Depending on your condition and concerns, you may benefit from participating in a support group directed at people with ankylosing spondylitis. Your healthcare provider can help you determine which type of group may be most appropriate for your needs.

The following organizations sponsor support groups for people with ankylosing spondylitis:

MySpondylitisTeam. com (online only) Spondylitis Association of America (SAA) (in-person and online) Patient: Ankylosing Spondylitis Forum (online only) Arthritis Foundation (in-person and online)

The following organizations sponsor support groups for people with depression:

Substance Abuse and Mental Health Services Administration (SAMHSA) (national referral service for mental disorder support groups) Depression and Bipolar Support Alliance (DBSA) (in person and online) Mental Health America (MHA) (in person and online) Anxiety & Depression Association of America (ADAA) (in person and online)

Summary

Living with a chronic disease like ankylosing spondylitis can almost double your risk of having a mental disorder like depression. Symptoms of pain in your back, hips, and other joints can make it hard to live a normal life.

Feelings of worry and isolation, which can progress to depression, are common in people with chronic diseases. The effect also works in reverse. Feeling depressed can worsen chronic symptoms and disease outcomes.
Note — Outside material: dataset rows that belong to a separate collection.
PR #3231, opened 2021-09-22
preserve alignment in netstat -neopa output in obfuscation

gravitypriest:

### All Pull Requests:

Check all that apply:

SOScleaner is misaligning netstat output with the IP obfuscation, causing false positive rule hits. This tries to address it by padding or removing spaces as needed after the changed IP. Also skip obfuscation of 127.0.0.1 addresses.


skontar:
Off the top of my head I can imagine more reasons why obfuscation of IP addresses may cause issues:

- We may use them in reason / resolution / Ansible playbook
- We use them to detect loopback/private/public sockets
- We use `ip addr` to map wildcard IPs to loopback/private/public

So I believe that any IP address obfuscation has to at least preserve the IP range or meaning (if we ignore the fact that reason / resolution / Ansible playbook may be wrong and potentially wreak havoc on customer system).
For example insights-core/insights/contrib/ipaddress.py should still work without changes.

@kgrant-rh @jsvob , I believe that you have more knowledge to look at this.

skontar:
Also IP address which is obfuscated once, should be obfuscated exactly the same way for all other files/commands, so they can be matched together again.

skontar:
I am thinking, would not it be easier to just obfuscate IP address to a different one, just same length? Then spacing would be preserved and no padding changes would be needed.

kgrant-rh:
I agree, obfuscated IP addresses would ideally still be valid IP addresses after obfuscation. I also agree that some sort of hashing would be ideal so that the same addresses were obfuscated to the same values. To prevent e.g. rainbow table attacks, a different (undisclosed) salt or seed could be used with each iteration. I think the problem of preserving "publicness" through the obfuscation process is intractable. My perspective is that customers choosing to obfuscate data have to realize that analyses depending on that data will be rendered less accurate. My preference would be to avoid false *negatives* in these cases, however, so any sort of transformation should avoid results in standard private use ranges like 10.x.x.x or 192.x.x.x, so that a public address pre-obfuscation doesn't get transformed into a private address.

gravitypriest:
> 
> 
> Also IP address which is obfuscated once, should be obfuscated exactly the same way for all other files/commands, so they can be matched together again.

SOSCleaner currently supports this by keeping a table of matching IPs for the duration of execution.



> 
> 
> I am thinking, would not it be easier to just obfuscate IP address to a different one, just same length (character-wise)? Then spacing would be preserved and no padding changes would be needed.

Would require a significant overhaul of the IP obfuscation algorithm. Current SOScleaner has a "start" address, and just increments by 1 every time a new address is found. There's no control over the length.

Otherwise, I think these are excellent ideas for improvement. Our version of SOScleaner is in need of an update and we're looking at switching to the `sos clean` functionality of the `sos` package, which is more recently maintained and has a much smarter IP obfuscation implementation that I think preserves ranges and subnet relationships.

It's a significant migration effort however, so in the interest of time, would this change set suffice for avoiding the false positive rule hits reported in the issue?

gravitypriest:
test this please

Though there is no cure for the disease, people who have it can manage it with proper treatment and lifestyle changes. Most people with this disease can lead a full life with the right medical treatment. Treatment can also improve mental health and reduce the chances of depression.

A Word From Verywell

Living with ankylosing spondylitis requires lifelong treatment. However, you can expect to lead a normal and productive life if you follow your recommended treatment regimen.

Medication, exercise, and a healthy diet can reduce symptoms of pain and stiffness. These approaches can also provide mental health benefits because they can allow you to live more fully. The result can improve your quality of life and restore the control you may have lost due to physical limitations. This can help prevent feelings of helplessness and loneliness that can lead to depression.

Joining an in-person or online support group for people with ankylosing spondylitis can provide the support you need when your symptoms flare up. In addition to the benefits of meeting with others who understand your condition, you may also gain helpful insights on coping with this condition’s challenges as it changes throughout your lifetime.